Interesting, I will give weyermann or Burstons wheat a roll when I have the oven fired up next.
Nev


----------



## Bribie G (8/6/14)

No wonder the wheat was terrified.

TW is often used to prevent set mashes (in the same way as rice hulls) - I'd guess in the case of Spitfire it's in there to add a bit of extra head and lacing and I often add a couple of hundred grams of Aussie wheat malt to my UK ESBs and IPAs.

I once ordered some from CraftBrewer but got sent simply rolled wheat flakes, that isn't torrified.


----------



## Ducatiboy stu (8/6/14)

Bribie...thats RICE GULLS...

Bloody immigrants......

Next you will be spelling Gladwrap as "Airlock"


----------



## wynnum1 (8/6/14)

How about a popcorn maker hot air type.


----------



## Ducatiboy stu (8/6/14)

Actually...

Apart from the rabble above in previous posts..

I would give trying to make my own torrified wheat. 

Why not. I tried making my own biscuit malt. 

The whole idea of home brewing is the being able to experiment.

Back in the old days, c2010, we where doing radical things like using different yeasts and No-Chill. 

I think putting some grains in an oven at a set Temp coluld bring back the golden days of 1998.


Seriously. It is actually nice to see brewers getting back to old school methods and working out what actually works and doing things like roasting grains to see how they taste in a brew. 
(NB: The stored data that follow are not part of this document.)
PR #1585, opened 2026-06-07
Titles query album header

darrell-k:
When the client requests a track list for a specific album, add an `album_header` to the result to contain the artist name(s) and id(s) according to the user preference for album artist links.

This is to allow client consistency. For example, when displaying an album track listing in Material from a browse albums list, the artist(s) to display in the page header are available in the previous `albums` call,  but they are not available when clicking on the album name in the play queue as there was no previous `albums` call.

This change makes them available in all cases.

I have also changed the returned `artist` and `artist_id` in the `titles_loop`. This was returning random values because it was being set from `contributor_track` which was not in the `GROUP BY`. The change sets it from `tracks.primary_artist` instead.

### DIFF
--- a/Slim/Control/Queries.pm
+++ b/Slim/Control/Queries.pm
@@ -6702,10 +6702,10 @@ sub _getTagDataForTracks {
 		my $separator = $tags =~ /AA/ ? ',' : ', ';
 		while ( my ($id, $name, $track, $role) = $contrib_sth->fetchrow_array ) {
 			$values{$track} ||= {};
-                       my $role_info = $values{$track}->{$role} ||= {
-                               'ids' => [],
-                               'names' => []
-                       };
+			my $role_info = $values{$track}->{$role} ||= {
+			       'ids' => [],
+			       'names' => []
+			};
 
 			utf8::decode($name);
 			push @{$role_info->{'ids'}}, $id;
--- a/Slim/Control/Queries.pm
+++ b/Slim/Control/Queries.pm
@@ -6388,7 +6388,7 @@ sub _getTagDataForTracks {
 		$join_contributor_tracks->();
 
 		if ( $sql !~ /JOIN contributors/ ) {
-			$sql .= 'LEFT JOIN contributors ON contributors.id = contributor_track.contributor ';
+			$sql .= 'LEFT JOIN contributors ON contributors.id = tracks.primary_artist ';
 		}
 	};
 
@@ -6736,8 +6736,25 @@ sub _getTagDataForTracks {
 				}
 			}
 		}
-		$albumHeader->{title_names} = join(',', Slim::Utils::Misc::uniq(@albumTitleNames)) if $oneAlbum;
-		$albumHeader->{title_ids} = join(',', Slim::Utils::Misc::uniq(@albumTitleIds)) if $oneAlbum;
+		if ( scalar @albumTitleIds ) {
+			@{$albumHeader->{title_names}} = Slim::Utils::Misc::uniq(@albumTitleNames);
+			@{$albumHeader->{title_ids}} = Slim::Utils::Misc::uniq(@albumTitleIds);
+		}
+		elsif ( $oneAlbum ) {
+			# We've been asked for a specific album but for some reason we don't have any artists for the header: get from the album
+			$sql = "SELECT albums.contributor, contributors.name FROM albums JOIN contributors ON albums.contributor = contributors.id WHERE albums.id = $args->{albumId}";
+			my $album_contrib_sth = $dbh->prepare($sql);
+
+			if ( main::DEBUGLOG && $sqllog->is_debug ) {
+				$sqllog->debug( "Tag A/S (album contributor) query: $sql" );
+			}
+
+			$album_contrib_sth->execute;
+			if ( my ($id, $name) = $album_contrib_sth->fetchrow_array ) {
+				@{$albumHeader->{title_names}} = $name;
+				@{$albumHeader->{title_ids}} = $id;
+			}
+		}
 	}
 
 	# Same thing for G/P, multiple genres requires another query
--- a/Slim/Control/Queries.pm
+++ b/Slim/Control/Queries.pm
@@ -4865,7 +4865,7 @@ sub titlesQuery {
 		},
 	};
 	$tagDataParams->{performance} = $performance if $performance;
-	my ($items, $itemOrder, $totalCount) = _getTagDataForTracks( $tags, $tagDataParams );
+	my ($items, $itemOrder, $totalCount, $albumHeader) = _getTagDataForTracks( $tags, $tagDataParams );
 
 	if ($stillScanning) {
 		$request->addResult("rescan", 1);
@@ -4891,6 +4891,7 @@ sub titlesQuery {
 	}
 
 	$request->addResult('count', $totalCount);
+	$request->addResult('album_header', $albumHeader) if $albumHeader;
 
 	$request->setStatusDone();
 }
@@ -6255,6 +6256,8 @@ sub _getTagDataForTracks {
 	my $w        = [];
 	my $p        = [];
 	my $total    = 0;
+       my $albumHeader;
+       my $oneAlbum;
 
 	if ( $args->{where} ) {
 		push @{$w}, $args->{where};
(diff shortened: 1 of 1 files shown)


Slim/Control/Queries.pm
```diff
@@ -6698,25 +6702,57 @@ sub _getTagDataForTracks {
 		my $separator = $tags =~ /AA/ ? ',' : ', ';
 		while ( my ($id, $name, $track, $role) = $contrib_sth->fetchrow_array ) {
 			$values{$track} ||= {};
-			my $role_info = $values{$track}->{$role} ||= {};
+			my $role_info = $values{$track}->{$role} ||= {
+			       'ids' => [],
+			       'names' => []
+			};
```
michaelherger: Please use tabs to indent code.

Slim/Control/Queries.pm
```diff
@@ -6698,25 +6702,57 @@ sub _getTagDataForTracks {
...
 		while ( my ($id, $role) = each %values ) {
 			my $track = $results{$id};
 
 			while ( my ($role_id, $role_info) = each %{$role} ) {
 				my $role = lc( Slim::Schema::Contributor->roleToType($role_id) );
 
-				$track->{"${role}_ids"} = $role_info->{ids}   if $want_ids;
-				$track->{$role}         = $role_info->{names} if $want_names;
+				$track->{"${role}_ids"} = join(',', @{$role_info->{ids}}) if $want_ids;
+				# XXX: what if name has ", " in it?
```
michaelherger, line 6728: The assumption is that no artist would have no space after the comma, while the concatenated list does. So splitting on comma only if there is no space afterwards is assumed safe.

Slim/Control/Queries.pm
```diff
@@ -6698,25 +6702,57 @@ sub _getTagDataForTracks {
...
+				}
+			}
+		}
+		if ( scalar @albumTitleIds ) {
+			@{$albumHeader->{title_names}} = Slim::Utils::Misc::uniq(@albumTitleNames);
+			@{$albumHeader->{title_ids}} = Slim::Utils::Misc::uniq(@albumTitleIds);
+		}
+		elsif ( $oneAlbum ) {
+			# We've been asked for a specific album but for some reason we don't have any artists for the header: get from the album
+			$sql = "SELECT albums.contributor, contributors.name FROM albums JOIN contributors ON albums.contributor = contributors.id WHERE albums.id = $args->{albumId}";
```
michaelherger: A SQL injection classic: don't use variables in SQL directly, but use prepared statements with placeholders instead. Imagine somebody sent an album ID of `1; DROP TABLE albums;`.

Slim/Control/Queries.pm
```diff
@@ -6794,7 +6830,7 @@ sub _getTagDataForTracks {
 	# delete the temporary table, as it's stored in memory and can be rather large
 	Slim::Plugin::FullTextSearch::Plugin->dropHelperTable('tracksSearch') if $search && Slim::Schema->canFulltextSearch;
 
-	return wantarray ? ( \%results, \@resultOrder, $total ) : \%results;
+	return wantarray ? ( \%results, \@resultOrder, $total, $albumHeader ) : \%results;
```
michaelherger, line 6833: Make sure you always return all data. There are more `return` statements, like eg. line 6622 (around).

michaelherger (changes requested):
Please make sure all callers of `_getTagDataForTracks()` can handle the new return value. Most likely that's no issue, as it's an additional value, ignored by existing callers. But please check anyway. If some code was stuffing it in an array instead of assigning results to individual variables, this could go wrong.

Slim/Control/Queries.pm
darrell-k: Good point! I'm usually so careful about that!

Slim/Control/Queries.pm
darrell-k: Yes, understood. the comment is not new, just moved along with the `join` statement.

Slim/Control/Queries.pm

darrell-k:
> Please make sure all callers of `_getTagDataForTracks()` can handle the new return value. Most likely that's no issue, as it's an additional value, ignored by existing callers. But please check anyway. If some code was stuffing it in an array instead of assigning results to individual variables, this could go wrong.

We've got:
`Slim/Control/Queries.pm:4419: my $songData = _getTagDataForTracks( $tags, {`
 OK because called in scalar context
`Slim/Plugin/RandomPlay/Mixer.pm:116: ($results, $idList) = Slim::Control::Queries::_getTagDataForTracks( 'II', {`
 OK (already must ignore the existing 3rd return value)
`Slim/Plugin/UPnP/MediaServer/ContentDirectory.pm:786: my $tracks = Slim::Control::Queries::_getTagDataForTracks( 'AGldyorfTIctnDUFH', {`
 OK, scalar context.

Slim/Control/Queries.pm
darrell-k: OK

Slim/Control/Queries.pm
```diff
@@ -6698,25 +6702,57 @@ sub _getTagDataForTracks {
...
+					push @albumTitleIds, @{$role->{$_}->{ids}} if $role->{$_}->{ids};
+				}
+			}
+		}
+		if ( scalar @albumTitleIds ) {
+			@{$albumHeader->{title_names}} = Slim::Utils::Misc::uniq(@albumTitleNames);
+			@{$albumHeader->{title_ids}} = Slim::Utils::Misc::uniq(@albumTitleIds);
+		}
+		elsif ( $oneAlbum ) {
+			# We've been asked for a specific album but for some reason we don't have any artists for the header: get from the album
```
michaelherger, line 6744: What could be causing this situation? And why would it only happen if we had a single album?

darrell-k: The required data is determined by the preference which allows the user to decide which roles to show at the album level. There are (probably very unusual) tagging/preference combinations which could lead to no names being selected, so we fall back to albums.contributor.

We don't want an album_header at all unless a single album has been requested - it would make no sense.

Slim/Control/Queries.pm
```diff
@@ -6698,25 +6702,57 @@ sub _getTagDataForTracks {
 		my $separator = $tags =~ /AA/ ? ',' : ', ';
 		while ( my ($id, $name, $track, $role) = $contrib_sth->fetchrow_array ) {
 			$values{$track} ||= {};
-			my $role_info = $values{$track}->{$role} ||= {};
+			my $role_info = $values{$track}->{$role} ||= {
+				'ids' => [],
+				'names' => []
+			};
```
michaelherger, line 6708: I'm trying to understand this change. Instead of concatenating ids and names directly you push them on a list. Just to concatenate them later. I must be missing something? Because right now you would concatenate them for each iteration below over and over again. But you don't use the lists otherwise, do you? I thought you might be de-duplicating them, but I can't find such code.

darrell-k: The existing code directly concatenated the ids and names into strings:
```
$role_info->{ids}   .= $role_info->{ids} ? ',' . $id : $id;
$role_info->{names} .= $role_info->{names} ? $separator . $name : $name;
```

The change pushes this data into arrays in the fetch loop and then flattens those arrays as above when processing the hash created by the fetch loop into the existing result elements:
```
while ( my ($role_id, $role_info) = each %{$role} ) {
	my $role = lc( Slim::Schema::Contributor->roleToType($role_id) );

	$track->{"${role}_ids"} = join(',', @{$role_info->{ids}}) if $want_ids;
	# XXX: what if name has ", " in it?
	$track->{$role} = join($separator, @{$role_info->{names}}) if $want_names;
}
```

The reason for this is because I need the individual names and ids returned from the fetch to be in arrays for the new loop that finds the elements which are required for the new `album_header`.

I need a separate loop to maintain sequencing to that returned by `Slim::Schema::Contributor->allAlbumLinkRoles()` which would not happen if building this list in the existing `%{$role}` loop (or in the original fetch loop).

Once these have been collected from every track I use `Slim::Utils::Misc::uniq()` to add to the new elements.

michaelherger: Wow... my eyes. This took me forever to see. Thanks for your patience 😂.

michaelherger (approved):

Slim/Control/Queries.pm
darrell-k: Glad my explanation made sense!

Mistakes are what makes a great beer.


----------



## Online Brewing Supplies (8/6/14)

Looks like corn will blow at 180C.


----------



## mje1980 (8/6/14)

I tried to terrify wheat once. Tried everything, scary movies, fake positive aids test etc. nothing worked. Now that tony abbots pm I might try again.


----------



## pk.sax (8/6/14)

Bribie G said:


> No wonder the wheat was terrified.
> 
> TW is often used to prevent set mashes (in the same way as rice hulls) - I'd guess in the case of Spitfire it's in there to add a bit of extra head and lacing and I often add a couple of hundred grams of Aussie wheat malt to my UK ESBs and IPAs.
> 
> I once ordered some from CraftBrewer but got sent simply rolled wheat flakes, that isn't torrified.
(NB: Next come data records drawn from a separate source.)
Issue #1591, opened 2026-06-11
Server-spawned scanner exits silently when bundled CPAN libs are stripped (PERL5LIB export shadows system XS modules)


maxxi-bit:
**Describe the bug**

Every scan started **by the server** (web UI rescan buttons, JSON-RPC `rescan` / `wipecache`) spawns `scanner.pl`, which exits within ~1–2 seconds: no line is ever written to scanner.log, exit code is 0, and the only error message goes to STDOUT — which is /dev/null for a daemonized server. The rescan button appears to simply "do nothing", with zero trace in any log.

Running the **exact same scanner.pl command line from a terminal works perfectly**, which makes this very hard to diagnose in the field.

Root cause: `slimserver.pl` exports the server's full @INC to children:

```perl
$ENV{PERL5LIB} = join $Config{path_sep}, grep { !$check_inc{$_}++ } @INC;
```

On installs that use system perl modules instead of the bundled XS libraries (`CPAN/arch/` empty — typical for distro-style packaging), the leftover pure-perl `CPAN/HTML/Parser.pm` (3.68) from the official tarball shadows the system HTML::Parser; its XS half then resolves to the system binary (3.83) and loading fails:

```
HTML::Parser object version 3.83 does not match bootstrap parameter 3.68
  at .../DynaLoader.pm line 223.
```

`Slim::bootstrap` prints "The following modules failed to load: HTML::Parser" to STDOUT and exits 0.

**To Reproduce**

Minimal, no LMS needed beyond the install dir:

1. On an install using system perl modules (bundled `CPAN/arch/` empty, `CPAN/HTML/Parser.pm` present):
2. `PERL5LIB=/path/to/lyrionmusicserver/CPAN perl -MHTML::Parser -e1`
3. → `HTML::Parser object version 3.83 does not match bootstrap parameter 3.68 ...`

Full scenario:

1. Trigger a rescan from the web UI (any type, e.g. "Clear library and rescan everything"), or via JSON-RPC: `curl -d '{"id":1,"method":"slim.request","params":["",["wipecache"]]}' http://localhost:9000/jsonrpc.js`
2. Watch the scanner child appear in `ps` and vanish after ~1 s
3. scanner.log is never touched; server.log shows nothing; library is unchanged

**Expected behavior**

[...]

PR #1593, opened 2026-06-12
Make external scanner startup failures visible

maxxi-bit:
Follow-up to #1591, as offered there.

**Changes**

1. `Slim/bootstrap.pm` — fatal module-load failures now print to **STDERR** and **exit(1)**. Previously they went to STDOUT with exit status 0, which is how a daemonized server's scanner can die without leaving any trace: the message lands in /dev/null and the parent sees a clean exit.
2. `Slim/Music/Import.pm` — `stillScanning()` now reads the scanner's exit status via `Proc::Background::wait()`: an error log with exit code and signal when non-zero, an info line on clean termination.

The two changes complement each other: (1) is what makes a startup failure carry a non-zero status, so (2) only raises an error for actual failures and stays quiet on normal scan completion.

**Testing**: applied both changes to the Gentoo 9.1.0 install from #1591 and provoked a module-load failure in the spawned scanner (`PERL5LIB` pointing at a stale `HTML::Parser` stub): the scanner now exits with status 1 and the message lands on STDERR — previously exit 0 with the message lost on STDOUT. The exit-status logging is the same approach used as a debug instrument to capture the original failure in #1591.

*Note: this fix was prepared with the help of AI tooling; the failure mode, the reproduction and both changes were verified by hand on a real installation (full investigation in #1591).*

### DIFF
--- a/Slim/Music/Import.pm
+++ b/Slim/Music/Import.pm
@@ -45,6 +45,7 @@ use Config;
 use File::Spec::Functions;
 use FindBin qw($Bin);
 use List::Util qw(max);
+use POSIX ();
 use Proc::Background;
 use Scalar::Util qw(blessed);
 
@@ -55,6 +56,7 @@ use Slim::Utils::Misc;
 use Slim::Utils::OSDetect;
 use Slim::Utils::Prefs;
 use Slim::Utils::Progress;
+use Slim::Utils::Timers;
 
 {
 	if (main::ISWINDOWS) {
@@ -65,7 +67,7 @@ use Slim::Utils::Progress;
 {
 	my $class = __PACKAGE__;
 
-	for my $accessor (qw(scanPlaylistsOnly scanOnlineLibraryOnly scanningProcess doQueueScanTasks)) {
+	for my $accessor (qw(scanPlaylistsOnly scanOnlineLibraryOnly scanningProcess doQueueScanTasks scannerStderrFile)) {
 
 		$class->mk_classdata($accessor);
 	}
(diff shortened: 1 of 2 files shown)


michaelherger:
Did you try this? I wouldn't get any message when the scanner failed to start. In order to test I modified one of the imports in `scanner.pl` (`use Config2;`), but nothing would be logged. Only once I stopped LMS the code in `stillScanning()` would be logging.

maxxi-bit:
You're right, thanks for testing it properly. Two things were wrong with my first version:

**1. It only logged when something polled the scan status.** `stillScanning()` only runs on demand (a status query, the web UI, shutdown), so on a headless server a dead scanner is never noticed — exactly what you saw. I've added a small re-arming timer in `launchScan()` so the server actively checks on the scanner instead of waiting to be asked.

**2. The exit code was unreliable.** I keyed the log off the scanner's exit status, but that doesn't work here: by the time `stillScanning()` calls `->alive`/`->wait`, the child has usually already been reaped, so `Proc::Background` returns 0 (its `_reap` stores 0 for "already reaped, exit value lost"). A crashed scanner looked like a clean exit, so nothing was logged.

The reliable signal turned out to be the `isScanning` flag: the scanner clears it on a successful finish, so if the process is gone but the flag is still set, it died without completing. `stillScanning()` now uses that instead of the exit code.

Reproduced with your exact test (`use Config2;` in scanner.pl): the server now logs `External scanner exited without completing the scan` within ~5s, with no client connected / no polling. A normal scan stays quiet (flag cleared → no false alarm).

I've kept the `bootstrap.pm` change (failures to STDERR + non-zero exit) as a small independent hygiene fix, but the detection no longer depends on it — happy to drop it if you'd rather keep this focused.

Force-pushed the updated branch.

Slim/Music/Import.pm
```diff
@@ -735,6 +753,23 @@ sub stillScanning {
...
+		# If the process is gone but the flag is still set, it terminated without
+		# completing the scan - typically a failure to even start up (#1591).
+		# The child's exit code is not reliable here, as it may already have been
+		# reaped elsewhere, so use the flag rather than the exit status.
+		my $sth = Slim::Schema->dbh->prepare_cached(
+			"SELECT value FROM metainformation WHERE name = 'isScanning'"
+		);
+		$sth->execute;
+		my ($wasScanning) = $sth->fetchrow_array;
+		$sth->finish;
```
michaelherger: This is duplication of the code run further down. Please de-duplicate. You can run the query before entering this branch.

Slim/bootstrap.pm
```diff
@@ -175,15 +175,15 @@ sub loadModules {
...
-			print "To run from source on Windows 64-bit, please install dependencies using Strawberry Perl 5.32.\n";
-			print "https://strawberryperl.com/releases.html\n\n";
+			print STDERR "To run from source on Windows 64-bit, please install dependencies using Strawberry Perl 5.32.\n";
+			print STDERR "https://strawberryperl.com/releases.html\n\n";
 		}
 		else {
-			print `perl -v`;
-			print qq{
+			print STDERR `perl -v`;
+			print STDERR qq{
```
michaelherger, line 186: Unfortunately this wouldn't be logged in either `scanner.log` or `server.log`, as at this point logging would not have been set up yet. Maybe you could catch the `stderr` output on the server side using the `Proc::Background`'s relevant parameter (see https://metacpan.org/pod/Proc::Background)?

michaelherger (changes requested):

maxxi-bit:
Thanks for the review — both addressed.

**1. De-duplication:** the `isScanning` query now runs once before the branch and is reused for both the crash check and the return value.

**2. Capturing the scanner's stderr:** I tried your suggestion (Proc::Background's `stderr` option) first, but in this context it dies:

```
Can't locate object method "OPEN" via package "Slim::Utils::Log::Trapper" at Proc/Background/Unix.pm line 117
```

The server ties `STDERR` to `Slim::Utils::Log::Trapper`, and Proc::Background's child does `open STDERR, '>&'.fileno($new_stderr)`, which invokes the tie's (non-existent) `OPEN` method, so the spawn fails.

So instead I redirect fd 2 at the OS level (`POSIX::dup2`) around the spawn, which bypasses the tied handle. The scanner's stderr is captured to `scanner-stderr.log`, and `stillScanning()` includes it in the error when it finds the scanner gone without completing. The `bootstrap.pm` change (errors to STDERR) is what makes the module-load message land on that captured fd.

Tested with your exact case (`use Config2;` in scanner.pl), the server now logs:

```
External scanner exited without completing the scan:
Can't locate Config2.pm in @INC (...) at scanner.pl line 20.
BEGIN failed--compilation aborted at scanner.pl line 20.
```

A normal scan stays quiet (the flag is cleared on success).

michaelherger (commented):
This is getting a bit messy for a rather exotic issue: most of the time the server would fail before the scanner anyway. The cases where the scanner would die at initialization time, but the server would not, are rare to find. I'm not sure it's worth adding this level of complexity for this particular case. Would this even work on eg. Windows?

I think if we can't have a simpler solution to capture the scanner's `stderr`, we'll live without it.

maxxi-bit:
Makes sense — thanks for taking the time to review this thoroughly. You're right: without a simple, portable way to capture the scanner's stderr (the fd-level approach is Unix-only and wouldn't hold up on Windows), the remaining value doesn't justify the added complexity for such a narrow case.

I'll close this one. The investigation stays in #1591 for anyone who later hits the silent startup-failure case. Thanks again for the patient feedback — I picked up a lot about LMS internals along the way.

michaelherger:
Heh... you were close! I clauded the stderr handler some more and found an acceptable solution. Thanks for the inspiration!

maxxi-bit:
Fairplay, the untie/retie is much cleaner than what I had. Thanks!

Care to explain that set mash bit?

I have a mate with a wheat allergy so am trying to completely eliminate wheat from my brewing but the bit about avoiding set mashes is interesting. A rye beer is on the cards sometime...


----------



## Not For Horses (8/6/14)

practicalfool said:


> I have a mate with a wheat allergy so am trying to completely eliminate wheat from my brewing


Try barley. I'm tipping it's gonna be the next big thing in brewing


----------



## Bribie G (8/6/14)

Ducatiboy stu said:


> Bribie...thats RICE GULLS...
> 
> Bloody immigrants......
> 
> Next you will be spelling Gladwrap as "Airlock"


Rice gulls was a typo made by Manticle a few years ago and has gone into urban legend.
I personally spell Airlock as Kittens.


practicalfool said:


> Care to explain that set mash bit?
> 
> I have a mate with a wheat allergy so am trying to completely eliminate wheat from my brewing but the bit about avoiding set mashes is interesting. A rye beer is on the cards sometime...


Stuck mash where the mash clogs the braid or whatever and stops draining, the use of rice hulls etc loosens up the mash for easier draining. Not an issue with BIAB.


----------



## Ducatiboy stu (8/6/14)

Online Brewing Supplies said:


> Looks like corn will blow at 180C.


Its OK Nev.We have 2hrs headstart. Im sure you will get get a PM before it actually happens


----------



## pk.sax (8/6/14)

Bribie G said:


> Rice gulls was a typo made by Manticle a few years ago and has gone into urban legend.
> I personally spell Airlock as Kittens.
> Stuck mash where the mash clogs the braid or whatever and stops draining, the use of rice hulls etc loosens up the mash for easier draining. Not an issue with BIAB.


I mean how does torrefied wheat do what rice gulls do?


----------



## Ducatiboy stu (8/6/14)

Bribie G said:


> Rice gulls was a typo made by Manticle


NO. IT WAS NOT.

Manticle had nothing to do with Rice Gulls.

I actually know, personally, the person who made the infamous "Rice Gull" post.


----------



## Bribie G (9/6/14)

Jonathon Livingstone Seagull?


----------



## Ducatiboy stu (9/6/14)

No.

Now go back and grow Beard


----------